Here's what Oracle says for JDK8: "When the number of entries in the hash table ...

dhosek · on Oct 17, 2021

Based on some benchmarking details¹ for my application, it appears that Rust is willing to completely fill its hashmap. It may be that my use case is somewhat unusual in that I'm expecting most requests to not return a value,² but I found that just specifying a larger initial capacity dramatically sped up the application (I got a bigger speed boost from that than I did from switching from SipHash to FNV).

1. https://www.finl.xyz/2021/09/30/building-a-trie-in-rust-opti...

2. And since this won't be the only char-indexed map in the application, I will have to revisit this.

tialaramex · on Oct 17, 2021

The HashMap is "completely filled" in the sense that you get to put N items in a HashMap with capacity N, because that's specifically how Rust's HashMap chooses to define capacity as I explained above, so it's a tautological explanation.

The "real" capacity and load factor of the underlying data structure is not presented to you. Swisstables (the current implementation) can't be filled entirely, they need an empty slot to function correctly. There is some trickery to ensure that very small Swisstables get to have an "empty" slot that doesn't really exist, and thus doesn't need RAM. Since you can't ever write to it the non-existence doesn't matter. A Rust HashMap::with_capacity(0) is guaranteed not to allocate any actual heap storage, just like String::new() don't need heap to store the empty string inside it.

xxs · on Oct 17, 2021

>Rust is willing to completely fill its hashmap.

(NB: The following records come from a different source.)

PR #1347, opened 2018-04-28
Starcos 3.2

jpecholt:
Added support for Starcos 3.2. cards.
Encryption, signature and decryption functionalities were implemented.
GetSerialnumber and PIN-info are supported. 
Superfluous "User Pin" removed from card label. 

Starcos 3.2. cards were used during testing.

- [x] Documentation is added and updated
- [x] PKCS#11 module is tested. Note: Starcos 3.2. only generates random numbers of 8-bytes length, which causes the generateRandom test case (./pkcs11-tool --test) to fail, since it excepts a different length.


frankmorgner:
Well, the current (and past) approach seems very hacky. Though we could continue with it until we hit a starcos version that's used in multiple configurations, it is also possible to try and be more generic, at least with Starcos 3.X. For example, which operation is allowed with what key, is specified in EF.KEYD. If parsed, it indicates which exact operation and mechanism to use for signature and encryption...

src/libopensc/card-starcos.c
```diff
@@ -89,6 +90,137 @@ typedef struct starcos_ex_data_st {
...
+/*Finds appropriate alg based on sec environment and writes these into the ptr
+* returns number of bytes which were added, 0 if no alg specified. -1 if not supported
+* The smartcard will use some standard algs (see "standard" comment) if no alg is defined */
+int starcos_find_algorithm_flags_3_2(sc_card_t *card, const sc_security_env_t *env, u8 *p){
+	sc_context_t *ctx = card->ctx;
+	if (env->flags & SC_SEC_ENV_ALG_REF_PRESENT) {
+		sc_debug(ctx, SC_LOG_DEBUG_NORMAL, "Found alg ref id%02x\n",env->algorithm_ref & 0xFF );
+		*p++ = 0x80;
+		*p++ = 0x01;
+		*p++ = env->algorithm_ref & 0xFF;
```
frankmorgner: missing length check

src/libopensc/card-starcos.c
```diff
@@ -89,6 +90,137 @@ typedef struct starcos_ex_data_st {
...
+				if(env->algorithm == SC_ALGORITHM_RSA){
+					*p++= 0x89;
+					*p++= 0x02;
+					*p++= 0x11;//encipher
+					*p++= 0x30;//rsa (standard)
+					return 4;
+				}
+				if(env->algorithm == SC_ALGORITHM_DES){
+					return -1; //for now, not supported
+					/**p++= 0x89;
```
frankmorgner: please remove dead code

src/libopensc/card-starcos.c
```diff
@@ -89,6 +90,137 @@ typedef struct starcos_ex_data_st {
...
+				}
+				return 0;
+			case SC_SEC_OPERATION_SIGN:
+				if (env->algorithm_flags & SC_ALGORITHM_RSA_PAD_PKCS1) {
+					*p++= 0x89;
+					*p++= 0x02;
+					*p++= 0x13;//signature
+					*p++= 0x23;//PKCS RSA (standard)
+					if (env->algorithm_flags & SC_ALGORITHM_RSA_HASH_SHA1){
+						//TODO: not tested yet
```
frankmorgner: please remove untested code

src/libopensc/card-starcos.c
```diff
@@ -268,7 +406,7 @@ static int process_fci(sc_context_t *ctx, sc_file_t *file,
 	return SC_SUCCESS;
 }
 
-static int process_fci_v3_4(sc_context_t *ctx, sc_file_t *file,
+static int process_fci_v3_2_v3_4_v3_5(sc_context_t *ctx, sc_file_t *file,
```
frankmorgner: maybe renaming this to `process_fci_v3` would be useful

src/libopensc/card-starcos.c
```diff
@@ -304,7 +442,7 @@ static int process_fci_v3_4(sc_context_t *ctx, sc_file_t *file,
 	return SC_SUCCESS;
 }
 
-static int process_fcp_v3_4(sc_context_t *ctx, sc_file_t *file,
+static int process_fcp_v3_2_v3_4_v3_5(sc_context_t *ctx, sc_file_t *file,
```
frankmorgner: see above comment on the naming

src/libopensc/card-starcos.c
```diff
@@ -1653,17 +1908,37 @@ static int starcos_decipher(struct sc_card *card,
...
+			//TODO: should be set in init()? -> capabilities
 			card->caps |= SC_CARD_CAP_APDU_EXT;
 		}
-
-		r = sc_transmit_apdu(card, &apdu);
-		sc_mem_clear(sbuf, crgram_len + 1);
+		//starcos_v_3_2 specific changes
+		if(card->type == SC_CARD_TYPE_STARCOS_V3_2){
+			u8 *tempbuf = NULL;
+			tempbuf = malloc(SC_MAX_APDU_BUFFER_SIZE);
```
frankmorgner: missing error handling; why aren't you using `out`/`outlen` directly?

src/libopensc/card-starcos.c
```diff
@@ -1728,6 +2003,36 @@ static int starcos_get_serialnr(sc_card_t *card, sc_serial_number_t *serial)
...
+				return SC_ERROR_INTERNAL;
+
+			//Serial nr contained in data obj with following tag
+			tag = sc_asn1_find_tag(card->ctx, apdu.resp, apdu.resplen, 0x9F6A, &taglen);
+			if (tag  == NULL) {
+				return SC_ERROR_INTERNAL;
+			}
+			//only consider last 8 bytes (apparently common practice)
+			offs = taglen > 8 ? taglen - 8 : 0;
+			memcpy(&card->serialnr, tag + offs, MIN(8, taglen));
```
frankmorgner: out of bounds read. should be taglen-offs

src/libopensc/card-starcos.c
```diff
@@ -1826,14 +2131,17 @@ static int starcos_pin_cmd(sc_card_t *card, struct sc_pin_cmd_data *data,
...
+			break;
 		case SC_CARD_TYPE_STARCOS_V3_4:
 		case SC_CARD_TYPE_STARCOS_V3_5:
 			data->flags |= SC_PIN_CMD_NEED_PADDING;
 			data->pin1.encoding = SC_PIN_ENCODING_GLP;
-			/* fall through */
-		default:
-			r = iso_ops->pin_cmd(card, data, tries_left);
 	}
+	r = iso_ops->pin_cmd(card, data, tries_left);
```
frankmorgner: please add error handling for cards of version below 3

src/libopensc/card-starcos.c
```diff
@@ -1857,7 +2165,8 @@ static struct sc_card_driver * sc_get_driver(void)
 	starcos_ops.card_ctl    = starcos_card_ctl;
 	starcos_ops.logout      = starcos_logout;
 	starcos_ops.pin_cmd     = starcos_pin_cmd;
-  
+	starcos_ops.list_files	= NULL;
```
frankmorgner: this is not needed

src/pkcs11/framework-pkcs15.c
```diff
@@ -1071,7 +1071,7 @@ pkcs15_init_slot(struct sc_pkcs15_card *p15card, struct sc_pkcs11_slot *slot,
 			pin_info = NULL;
 		}
 		else   {
-			if (auth->label[0] && strncmp(auth->label, "PIN", 4) != 0)
+			if (auth->label[0] && strncmp(auth->label, "PIN", 4) != 0 && strncmp(auth->label, "User Pin", 9) != 0)
```
frankmorgner: what do you need this change for?

frankmorgner: The term *User PIN* is normally used to differentiate from *SO PIN* or *Signature PIN*.

src/libopensc/card-starcos.c
jpecholt: Starcos 3.1 and 3.6 are not included, that's the reason for this naming scheme. Maybe process_fci_v3_2-5 ? Or solely put this information in a comment above the function and name it process_fci_v3?

src/pkcs11/framework-pkcs15.c
jpecholt: Without this string compare, the label is copied into the tokeninfo label, which causes the inserted card to be displayed as "User Pin()" instead of "". At the same time, the closing bracket is often cut off. With the additional clause, the string is not copied and hence not shown.

src/libopensc/card-starcos.c
jpecholt: Here, tag points to the beginning of a tag which is potentially longer than 8 bytes. If this is the case, the offset is specified so that only the last 8 bytes are read out and used for the serial number. Hence, offs = taglength - 8 is added so that tag + offs points to the start of the last 8 bytes.

src/libopensc/card-starcos.c
jpecholt: For this command, Starcos 3.2 cards will throw an error if they don't receive a buffer with the maximal possible size. Thus, we can only use the buffer in case it has the maximal size. Therefore, a temporary max-sized buffer is provided and later cropped and copied into the output buffer.

src/libopensc/card-starcos.c
frankmorgner: there is no 3.1 or 3.6 at the moment, hence there is only 3.x and everything else. just change the naming.

src/libopensc/card-starcos.c
frankmorgner: nevermind, that should work as intended.

However, `card->serialnr.len = 8;` needs to be changed to `card->serialnr.len = MIN(8, taglen);`

src/libopensc/card-starcos.c
frankmorgner: nevermind, you're right. thanks for the clearification

src/pkcs11/framework-pkcs15.c
frankmorgner: It's intended to be shown as *PIN LABEL (CARD LABEL)*. It seems your card doesn't have set `p15card->tokeninfo->label`. A better approach would be to only append *(CARD LABEL)* if `p15card->tokeninfo->label` is not empty.

src/libopensc/card-starcos.c
frankmorgner: i see. please add the error handling then

src/pkcs11/framework-pkcs15.c
jpecholt: Both auth->label and p15card->tokeninfo->label are not empty, Github just removed the strings surrounded by angle brackets from my example. What the output shows is "User Pin(Example card" -where the closing bracket is oftentimes missing- instead of the desired "Example card".

frankmorgner: As explained above, I don't think this should be done for all cards. Either do this specifically for your card in something like `pkcs15-starcos.c` or create a configuration option that allows setting the pkcs#11 slot labels.

jpecholt: I am not as well-versed in the code structure and order of execution of certain functions: Is either one of the `pkcs15-starcos.c::starcos_init_card( )` or `pkcs15-starcos.c::starcos_finalize_card( )` functions definitely going to be called After the above function `pkcs15_init_slot( )` ? In that case, one could change the card label in `pkcs15-starcos.c`, otherwise it might be overwritten again.

frankmorgner: please remove this change. We'll think about configuring the slot naming seperately.

frankmorgner:
If you look at the inline comments, we can merge this for the next release...

jpecholt:
I undid changes concerning the renaming of the card lable in `framework-pkcs15.c:1089` and integrated all other requests. I hope this satisfies all requirements.

frankmorgner:
There's some error handling missing with `malloc`

jpecholt:
As far as I could see, after each malloc, a pointer check is performed (Though this is not shown here, it is visible in the file)?

src/libopensc/card-starcos.c
```diff
@@ -1388,28 +1499,50 @@ static int starcos_set_security_env(sc_card_t *card,
...
-		if (env->algorithm_flags & SC_ALGORITHM_RSA_PAD_PKCS1) {
-			*p++ = 0x80;
-			*p++ = 0x01;
-			*p++ = 0x02;
-		} else
-			return SC_ERROR_INVALID_ARGUMENTS;
-		sc_format_apdu(card, &apdu, SC_APDU_CASE_3_SHORT, 0x22, 0x81,
-		               0xb8);
+		// adapt last byte : FIXME DIRTY HACK (somehow works?)
+		p += env->key_ref_len -1;
```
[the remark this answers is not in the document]
jpecholt: There is a discrepancy between provided key reference number by the card and reference number expected by it. This was tested on multiple cards and compared to other drivers which also receive the same numbers by the card. Even though e.g. a 0x84 is given as a key reference number when the card is read out, it produces an error when later specifying this exact key reference number for an operation. For an unknown reason, it always expects a number which is smaller by three, 0x81 in the example. The reason for this could not be found after thorough in depth search, so we left it at that. I see that there needs to be an additional check concerning a zero length key reference number, though.

src/libopensc/card-starcos.c
```diff
@@ -89,6 +90,87 @@ typedef struct starcos_ex_data_st {
...
 	} while (0);
 
+	#define CHECK_NOT_SUPPORTED_V3_2(card) \
+		do { \
+			if( card->type == SC_CARD_TYPE_STARCOS_V3_2) { \
+				sc_debug((card)->ctx, SC_LOG_DEBUG_NORMAL, \
+					"not supported for STARCOS 3.2 cards"); \
+				return SC_ERROR_NOT_SUPPORTED; \
+			} \
+		} while (0);
```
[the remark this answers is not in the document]
jpecholt: There is one additional operation which was not tested on Starcos 3.4. Apart from this, one could merge both checks and implement a manual error check at that point.

src/libopensc/card-starcos.c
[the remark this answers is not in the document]
frankmorgner: What is the exact key reference and the exact value you need to code in the MSE? What's the content of EF_KEYD?

I think understanding EF_KEYD is key in avoiding hacks like this. Please read the documentation and try to find some hints.

src/libopensc/card-starcos.c
```diff
@@ -1653,17 +1824,38 @@ static int starcos_decipher(struct sc_card *card,
...
 		apdu.datalen = crgram_len + 1;
 
+		//extended length APDU
 		if (sc_get_max_send_size(card) < crgram_len + 1) {
 			/* Starcos doesn't support chaining for PSO:DEC, so we just _hope_
 			 * that both, the reader and the card are able to send enough data.
 			 * (data is prefixed with 1 byte padding content indicator) */
 			card->max_send_size = crgram_len + 1;
 			card->reader->max_send_size = crgram_len + 1;
+			//TODO: should be set in init()? -> capabilities
```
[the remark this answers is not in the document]
jpecholt: It is in line 1863.

src/libopensc/card-starcos.c
```diff
@@ -89,6 +90,84 @@ typedef struct starcos_ex_data_st {
...
+		do { \
+			if( card->type == SC_CARD_TYPE_STARCOS_V3_2) { \
+				sc_debug((card)->ctx, SC_LOG_DEBUG_NORMAL, \
+					"not supported for STARCOS 3.2 cards"); \
+				return SC_ERROR_NOT_SUPPORTED; \
+			} \
+		} while (0);
+
+/*Finds appropriate alg based on sec environment and writes these into the ptr
+* returns number of bytes which were added, 0 if no alg specified. -1 if not supported
```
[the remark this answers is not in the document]
jpecholt: Error code, thank you.

src/libopensc/card-starcos.c
```diff
@@ -89,6 +90,84 @@ typedef struct starcos_ex_data_st {
...
+				if (env->algorithm_flags & SC_ALGORITHM_RSA_PAD_ISO9796) {
+					return SC_ERROR_NOT_SUPPORTED;
+				}
+				break;
+			case SC_SEC_OPERATION_AUTHENTICATE:
+				//symmetric
+				if(env->flags & SC_SEC_ENV_KEY_REF_SYMMETRIC){
+					/* For now, signature sometimes runs into this case -> return 0, not -1 to continue signature procedures
+					* Not supported yet. */
+					return 0;
```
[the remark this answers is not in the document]
jpecholt: I'll update the comment, thanks.

src/libopensc/card-starcos.c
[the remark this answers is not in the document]
jpecholt: I am fairly sure I tried the following, but I will look this up to confirm it:   
I was not able to access any EF_KEYD file as an additional source of information. Neither was this file accessed by any other driver, implementation or program which could be used as a reference. The documentation did not provide any further helpful information. Additionally, OpenSC chooses a key with the appropriate usage flags (see e.g. `pkcs15-framework.c:pkcs15_prkey_sign`, line 3773), whose reference number is written into the key-ref-pointer. This number is the exact same as the one which was initially read out from the Starcos Smart-Card. It is later not accepted as a valid ref-number anymore, the reported error code deeming the key not suitable or the number invalid. No information in the documentation suggests a change in or an adaption of the key reference number.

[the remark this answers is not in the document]
frankmorgner: Did you read the starcos reference manual? Did you search for *EF_KEYD*?

Sorry for being picky, but this hack is a little too problematic. Unfortunately, I currently don't have more time to implement this myself...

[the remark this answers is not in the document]
jpecholt: I completely understand. I spent an extensive amount of time myself trying to find the reason for this. This also lead to the fact that I compared the complete communication process between driver and card for different implementations, none was making use of this EF_KEYD file or gaining any further relevant information. I am certain that the information found in the manual was not sufficient, but I am going to check that again tomorrow and come back to you.

frankmorgner:

PR #1353, opened 2018-05-11
Fixed gcc 8 compilation errors

fbezdeka:
The following errors occured during a compilation using gcc 8 on Fedora 28:

In function »gids_create_file.constprop«,
    inserted by »gids_save_certificate.isra.8« beicard-gids.c:1548:7:
card-gids.c:465:2: Error: »strncpy« output may be truncated copying 8 bytes from a string of length 8 [-Werror=stringop-truncation]
  strncpy(record->filename, filename, 8);
  ^~~~~~~~~~~~~~~~~~~~~~~~~~~~~~~~~~~~~~

pkcs15-oberthur.c: In function »sc_pkcs15emu_oberthur_add_prvkey«:
pkcs15-oberthur.c:741:5: Error: »strncpy« output may be truncated copying 254 bytes from a string of length 254 [-Werror=stringop-truncation]
     strncpy(kobj.label, objs[ii]->label, sizeof(kobj.label) - 1);
     ^~~~~~~~~~~~~~~~~~~~~~~~~~~~~~~~~~~~~~~~~~~~~~~~~~~~~~~~~~~~

##### Checklist

- [ ] macOS tokend is tested

I was able to authenticate using a "Atos CardOS" card on a Fedora/Linux based system afterwards.  
I'm not able to test the Windows or macOS part due to missing infrastructure.

### DIFF
--- a/src/libopensc/card-gids.c
+++ b/src/libopensc/card-gids.c
@@ -33,6 +33,7 @@ Some features are undocumented like the format used to store certificates. They 
 
 #include <stdlib.h>
 #include <string.h>
+#include "../common/compat_strlcpy.h"
 
 #ifdef ENABLE_OPENSSL
 /* openssl only needed for card administration */
@@ -462,7 +463,7 @@ static int gids_create_file(sc_card_t *card, char* directory, char* filename) {
 	memset(masterfilebuffer + offset, 0, sizeof(gids_mf_record_t));
 	record = (gids_mf_record_t*) (masterfilebuffer + offset);
 	strncpy(record->directory, directory, 8);
-	strcpy(record->filename, filename);
+	strlcpy(record->filename, filename, sizeof(record->filename));
 	record->fileIdentifier = fileIdentifier;
 	record->dataObjectIdentifier = dataObjectIdentifier;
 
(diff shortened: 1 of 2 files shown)


fbezdeka:
I forgot to mention that I just wanted to point out where the problems for gcc 8 are.

The provided "fixes" were done to make the compiler happy.
The first change (inside card-gids.c) should be fine.
The caller cares about the termination / overflow that may happen.

I'm unsure about the second change.

Yes, you are right, both changes could be solved better using a `strlcpy`.
To minimize code-depth I would do it this way:

```c
size_t strlcpy(char *dst, const char *src, const size_t dstsize)
{
  if (dstsize == 0)
    return 0;

  size_t len = strlen(src);
  size_t bl = (len < dstsize-1 ? len : dstsize-1);
  
  ((char*)memcpy(dst, src, bl))[bl] = 0;

  return len;
}
```

I'm not very familiar with the OpenSC code.
So where to place the implementation and prototype to make it usable in both cases?
Maybe `src/libopensc/internal.h` should be used for the definition and `src/libopensc/sc.c` for implementation?

Btw: `src/common/compat_strlcpy.{c,h}` already provides a strlcpy function.

mouse07410:
I probably can live with these changes...

frankmorgner:
thanks to both of you for reviewing and updating the changes

PR #1356, opened 2018-05-13
Build fixes

marschap:
This pull request contains slight fixes for the build environment.
It comprises the following commits
* configure.ac: stop including version.m4
  As far as I understand version.m4 is the soruce for version.m4.ci created by bootstrap.ci
  In my opinion it should not be included directly into configure.ac as it overwrites
  already defined macros with outdated values.

* version.m4: overhaul
  Limit version.m4 only to those macros mangled by bootstrap.ci to avoid overriding
  "innocent" macros not used by bootstrap.ci

* flexibilize option -R
  Accept -rc or ~rc version string extensions in git descibe's output

* configure.ac: extend AC_INIT
  Define PRODUCT_URL and use it in AC_INIT()

It would be cool if some or all of them made their way into OpenSC


frankmorgner:
Looks good! Also, `PACKAGE_VERSION_REVISION` isn't used anywhere and can thus be deleted.

marschap:
Amended the pull request to get rid of unused PACKAGE_VERSION_REVISION and clean up bootstrap.ci a little.

marschap:
wrongly closed - reopen

marschap:
@mouse07410 You can also drown in useless information.
The script still writes to stdout when it changes the suffix, and I think this is sufficient, instead of having a full trace of all lines executed. We don't have that with configure either.
In addition:
* the script is short & trivial - no need for a log
* in case of errors around this script, it is still possible to re-enable the tracing on a case-by-case basis

Anyway: I leave the decision to @frankmorgner.
I do not want to make this last commit the reason for the rest of the pull request not being accepted.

Which is the correct decision for lower size(s). I use dynamic fill factor with 1 being the default with <= 16 elements.

dhosek · on Oct 18, 2021

It depends on how you're using the hash lookup though. In my case, most lookups would be expected to not return a value, so completely filling the small hashmap will cause retrievals to be slower since it has to keep going until it determines that there's no match.

xxs · on Oct 18, 2021

Yes, of course. There are many use cases. Yet, in practical terms - most (90%) of look ups do return a value. For 'small' N, you can consider everything O(1). If you do know the use case - like most look ups fail, you can pick a proper impl. and tune it.

Yet again, very few cycles are spent on small hash table look ups in general. Yet, a lot of (like really a lot) is spent on small hash table wasted memory.

If you care about performance: measure, measure, measure... and know what you measure.